• [TASK DETAILS]: Copy exactly the lines that run from the line containing "Issue #614, opened 2016-12-02" to the end of the material below, both ends included.

• [RECORD SET]:

PR #598, opened 2016-11-30
Making census individual match defined content

jonnyshaw89:
Implementing content to match desired content in slides


app/data/census_individual.json
```diff
@@ -1519,6 +1446,11 @@
                                     "value": "English or Welsh"
                                 }
                             }
+                        },
+                        {
```
iwootten, line 1531: Given this routing rule just goes to the next block with no conditions, is there any reason why it should be specified?

jonnyshaw89: without specifying this it errors

iwootten: Ok, it shouldn't really and I think specifying it is confusing. Doesn't this mean it's possible that two routing rules are able to be satisfied?

jonnyshaw89: In theory yes, but they get evaluated in order so the 1st would take precedence?

app/questionnaire/navigator.py
```diff
@@ -133,8 +133,11 @@ def build_path(self, blocks, group_id, group_instance, block_id, path):
         path.append(this_block)
 
         # Return the index of the block id to be visited
-        block_id_index = next(index for (index, b) in enumerate(blocks) if b["block"]["id"] == block_id and
-                              b["group_id"] == group_id and b['group_instance'] == group_instance)
+        block_id_index = next((index for (index, b) in enumerate(blocks) if b["block"]["id"] == block_id and
+                              b["group_id"] == group_id and b['group_instance'] == group_instance), None)
+
+        if block_id_index is None:
```
iwootten: Wouldn't it be better to throw an error here and catch/log at the point the path was built? Otherwise the recursive call will still carry on infinitely, just logging.

jonnyshaw89: Is there any point catching it? i know thats not usually very good, but what are we gonna do to recover in this event?

iwootten: I don't know what we'd do to recover, but it would save a horrible recursive call as soon as we know when we can't build a path any further.

app/data/census_individual.json
```diff
@@ -125,11 +44,11 @@
                 },
                 {
                     "id": "sex",
-                    "title": "John Doe",
+                    "title": "{{ answers.person_full_name }}",
```
benjefferies: Is this correct shouldn't it be something like {{answers.person_full_name[current.group_instance]}}?

ajmaddaford:
There's no routing on the over-16 question, so you get asked the marital-status question regardless of answer

ajmaddaford:
The confirmation screen isn't styled like the rest of the survey

app/data/census_individual.json
jonnyshaw89: There is only 1 person, and no repeating group.

benjefferies: That would make sense

jonnyshaw89:
@ajmaddaford the styling appears to be raised as a separate issue https://github.com/ONSdigital/eq-survey-runner/issues/605

app/data/census_individual.json
```diff
@@ -160,11 +79,11 @@
                 },
                 {
                     "id": "date-of-birth",
-                    "title": "John Doe",
+                    "title": "{{ answers.person_full_name }}",
```
ajmaddaford: I don't think we should be setting the block title to the person's name. I don't think we use the block title anywhere, but if we did it would probably be in something like the HTML title element, and we don't want people's names in there.

ajmaddaford (changes requested):

app/data/census_individual.json
jonnyshaw89: we don't appear to use it in the html title. however it is mandatory in the schema. should this be changed?

ajmaddaford: Sorry, I meant if we used it for something like the HTML title in a future version. I think the title should be the title for the page, so for this block it would be 'Date of birth'.

ajmaddaford (approved):

iwootten (approved):

PR #608, opened 2016-12-01
Extend schema validation to validate routing rules are valid

jonnyshaw89:
Extend the schema validation test to ensure that the routing rules are semantically correct and cover all scenarios. 

Fixes 601 and Fixes 602

### How to review 
Re-test issues.


app/data/0_star_wars.json
```diff
@@ -127,6 +127,11 @@
                                 }
                             }
 
+                        },
+                        {
+                            "goto": {
+                                "id": "96682325-47ab-41e4-a56e-8315a19ffe2a"
+                            }
```
samiwel, line 134: Do we need to specify a `goto` route if it's just going to the next block? Assuming the previous routing rules don't fire, doesn't it just route to the next block anyway?

tests/app/data/test_schema_validation.py
```diff
@@ -41,15 +47,67 @@ def test_schema(self):
...
         except JSONDecodeError as e:
             return "JSON Parse Error! Could not parse [{}]. Error [{}]".format(file, e)
 
 
+    @staticmethod
+    def validate_schema_contains_valid_routing_rules(file, json_to_validate):
+        for block in SchemaHelper.get_blocks(json_to_validate):
+            if 'routing_rules' in block and len(block['routing_rules']) > 0:
+                for rule in block['routing_rules']:
+                    is_goto_rule = 'goto' in rule and 'when' in rule['goto'].keys() or 'id' in rule['goto'].keys()
```
samiwel: Do we need this check? `'when' in rule['goto'].keys() or ` Isn't it sufficient just to check for existence of `'id'`?

jonnyshaw89: agree, ill change this

app/data/0_star_wars.json
jonnyshaw89: we need to specify, the way the navigator works if routing_rules are defined then 1 of them needs to match or default

samiwel: Okay, fair enough.

tests/app/data/test_schema_validation.py
```diff
@@ -28,11 +29,16 @@ def test_schema(self):
         for file in files:
 
             json_file = open(os.path.join(settings.EQ_SCHEMA_DIRECTORY, file), encoding="utf8")
+            json_to_validate = json.load(json_file)
+
+            error = self.validate_json_against_schema(file, json_to_validate, schema)
+
+            error = self.validate_schema_contains_valid_routing_rules(file, json_to_validate)
```
collisdigital: Each time error is set is overriding the last before the list is extended finally below (will only lost last error found if there were multiple); maybe extend errors immediately? Or alternatively only call later checks of previous check had no errors?

collisdigital: Only **list** ...

jonnyshaw89: A keen eye you have.

tests/app/data/test_schema_validation.py
```diff
@@ -41,15 +44,67 @@ def test_schema(self):
...
+                            if rule['goto']['id'] == 'summary':
+                                continue
+
+                            SchemaHelper.get_block(json_to_validate, rule['goto']['id'])
+                        except StopIteration:
+                            return "Schema Error. File[{}] Routing rule routes to invalid block [{}]".format(file, rule['goto']['id'])
+
+
+    @staticmethod
+    def validate_schema_containing_routing_rules_has_default_if_nots_all_answers_routed(file, json_to_validate):
```
benjefferies: validate_schema_containing_routing_rules_has_default_if_nots_all_answers_routed -> validate_schema_containing_routing_rules_has_default_if_not_all_answers_routed

tests/app/data/test_schema_validation.py
```diff
@@ -41,15 +44,72 @@ def test_schema(self):
...
+    def validate_schema_contains_valid_routing_rules(file, json_to_validate):
+
+        errors = []
+
+        for block in SchemaHelper.get_blocks(json_to_validate):
+            if 'routing_rules' in block and len(block['routing_rules']) > 0:
+                for rule in block['routing_rules']:
+                    is_goto_rule = 'goto' in rule and 'id' in rule['goto'].keys()
+                    if is_goto_rule:
+                        try:
```
benjefferies: This try except block seems a bit nasty and hard to understand. I think we should create a has_block method in the test file instead

tests/app/data/test_schema_validation.py
```diff
@@ -41,15 +44,72 @@ def test_schema(self):
...
+
+                            SchemaHelper.get_block(json_to_validate, rule['goto']['id'])
+                        except StopIteration:
+                            errors.append("Schema Error. File[{}] Routing rule routes to invalid block [{}]".format(file, rule['goto']['id']))
+
+        return errors
+
+
+    @staticmethod
+    def validate_schema_containing_routing_rules_has_default_if_nots_all_answers_routed(file, json_to_validate):
```
benjefferies: validate_schema_containing_routing_rules_has_default_if_nots_all_answers_routed -> validate_schema_containing_routing_rules_has_default_if_not_all_answers_routed

tests/app/data/test_schema_validation.py
```diff
@@ -41,15 +44,72 @@ def test_schema(self):
...
+
+        for block in SchemaHelper.get_blocks(json_to_validate):
+
+            if 'sections' in block:
+                for section in block['sections']:
+                    if 'questions' in section:
+                        for question in section['questions']:
+                            if 'answers' in question:
+                                for answer in question['answers']:
+                                    if answer['type'] == 'Radio' or answer['type'] == 'Checkbox':
```
benjefferies: I think we should refactor this to a method called get_radio_and_checkbox_answers so it is more readable in what it's doing

tests/app/data/test_schema_validation.py
```diff
@@ -41,15 +44,73 @@ def test_schema(self):
...
+
+                                        if 'routing_rules' in block and len(block['routing_rules']) > 0:
+
+                                            options = []
```
benjefferies: Could do some nice bit of python magic here

```
options = [option['value'] for option in answer['options']]
```

tests/app/data/test_schema_validation.py
```diff
@@ -41,15 +44,73 @@ def test_schema(self):
...
+                                                if 'goto' in rule:
+
+                                                    if 'when' in rule['goto'].keys():
+                                                        when = rule['goto']['when']
+                                                        if 'id' in when and when['id'] == answer['id'] and when['value'] in options:
+                                                            options.remove(when['value'])
+                                                    else:
+                                                        options = []
+
+                                            if len(options) > 0 and len(options) != len(answer['options']):
```
benjefferies: Might be nice to refactor to boolean variable no_routing_or_all_routes for clarity

benjefferies (changes requested):

benjefferies (approved):

tests/app/data/test_schema_validation.py
```diff
@@ -28,27 +29,89 @@ def test_schema(self):
...
+
+    @staticmethod
+    def validate_schema_containing_routing_rules_has_default_if_not_all_answers_routed(file, json_to_validate):
+
+        errors = []
+
+        for block in SchemaHelper.get_blocks(json_to_validate):
+
+            if 'sections' in block:
+                for section in block['sections']:
```
ajmaddaford: Can we remove some of the nesting by doing something like this for each loop:
```
for section in (s for s in block['sections'] if 'sections' in block)
```

tests/app/data/test_schema_validation.py
```diff
@@ -28,27 +29,89 @@ def test_schema(self):
...
+                        if rule['goto']['id'] == 'summary':
+                            continue
+
+                        if not cls.has_block(json_to_validate, rule['goto']['id']):
+                            errors.append("Schema Error. File[{}] Routing rule routes to invalid block [{}]".format(file, rule['goto']['id']))
+
+        return errors
+
+    @staticmethod
+    def validate_schema_containing_routing_rules_has_default_if_not_all_answers_routed(file, json_to_validate):
```
ajmaddaford: I think `validate_routing_rules_has_default_if_not_all_answers_routed` says the same in a few less words

tests/app/data/test_schema_validation.py
```diff
@@ -28,27 +29,89 @@ def test_schema(self):
...
+    @classmethod
+    def validate_schema_contains_valid_routing_rules(cls, file, json_to_validate):
+
+        errors = []
+
+        for block in SchemaHelper.get_blocks(json_to_validate):
+            if 'routing_rules' in block and len(block['routing_rules']) > 0:
+                for rule in block['routing_rules']:
+                    is_goto_rule = 'goto' in rule and 'id' in rule['goto'].keys()
+                    if is_goto_rule:
```
ajmaddaford: Can this not just be `if 'goto' in rule and 'id' in rule['goto'].keys():`?

tests/app/data/test_schema_validation.py
```diff
@@ -28,27 +29,89 @@ def test_schema(self):
...
+                        if rule['goto']['id'] == 'summary':
+                            continue
+
+                        if not cls.has_block(json_to_validate, rule['goto']['id']):
```
ajmaddaford: I think this method would be clearer as `schema_has_block`

tests/app/data/test_schema_validation.py
```diff
@@ -28,27 +29,89 @@ def test_schema(self):
...
+    def validate_schema_contains_valid_routing_rules(cls, file, json_to_validate):
+
+        errors = []
+
+        for block in SchemaHelper.get_blocks(json_to_validate):
+            if 'routing_rules' in block and len(block['routing_rules']) > 0:
+                for rule in block['routing_rules']:
+                    is_goto_rule = 'goto' in rule and 'id' in rule['goto'].keys()
+                    if is_goto_rule:
+                        if rule['goto']['id'] == 'summary':
```
ajmaddaford: `rule['goto']['id']` is used three times, might be neater using a variable e.g. `block_id`

ajmaddaford (changes requested):

ajmaddaford (approved):

Issue #614, opened 2016-12-02
Census: Error message on Number of Visitors screen not displayed correct


yoganandkunche:
### Expected behaviour
When no answer is provided an alert "Please enter a value even if that value is 0' must be  displayed (according to the spec)
### Actual behaviour
Current Alert/error message: This field is mandatory.

### Steps to reproduce the behaviour
Launch Census survey
Navigate to Visitors screen
Click [Save and Continue] with entering a value

*** Note: There is a branch created where you can find a selenium test to recreate the issue ***

https://github.com/ONSdigital/eq-survey-runner/tree/census-num-of-visitor-alert-msg

#### Browser
All Browsers

yoganandkunche:
Re-test of this Defect Passed QA.

PR #615, opened 2016-12-02
Census num of visitor alert msg

jonnyshaw89:
Fixes https://github.com/ONSdigital/eq-survey-runner/issues/614


ajmaddaford (approved):

benjefferies (approved):

tests/functional/pages/surveys/census/household/overnight-visitors.page.js
```diff
@@ -11,6 +11,10 @@ class OvernightVisitorsPage extends QuestionPage {
     return browser.element('[name="overnight-visitors-answer"]').getValue()
   }
 
+  getErrorMsg() {
```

• [RESPONSE TO THIS EXERCISE]:
Issue #614, opened 2016-12-02
Census: Error message on Number of Visitors screen not displayed correct


yoganandkunche:
### Expected behaviour
When no answer is provided an alert "Please enter a value even if that value is 0' must be  displayed (according to the spec)
### Actual behaviour
Current Alert/error message: This field is mandatory.

### Steps to reproduce the behaviour
Launch Census survey
Navigate to Visitors screen
Click [Save and Continue] with entering a value

*** Note: There is a branch created where you can find a selenium test to recreate the issue ***

https://github.com/ONSdigital/eq-survey-runner/tree/census-num-of-visitor-alert-msg

#### Browser
All Browsers

yoganandkunche:
Re-test of this Defect Passed QA.

PR #615, opened 2016-12-02
Census num of visitor alert msg

jonnyshaw89:
Fixes https://github.com/ONSdigital/eq-survey-runner/issues/614


ajmaddaford (approved):

benjefferies (approved):

tests/functional/pages/surveys/census/household/overnight-visitors.page.js
```diff
@@ -11,6 +11,10 @@ class OvernightVisitorsPage extends QuestionPage {
     return browser.element('[name="overnight-visitors-answer"]').getValue()
   }
 
+  getErrorMsg() {
```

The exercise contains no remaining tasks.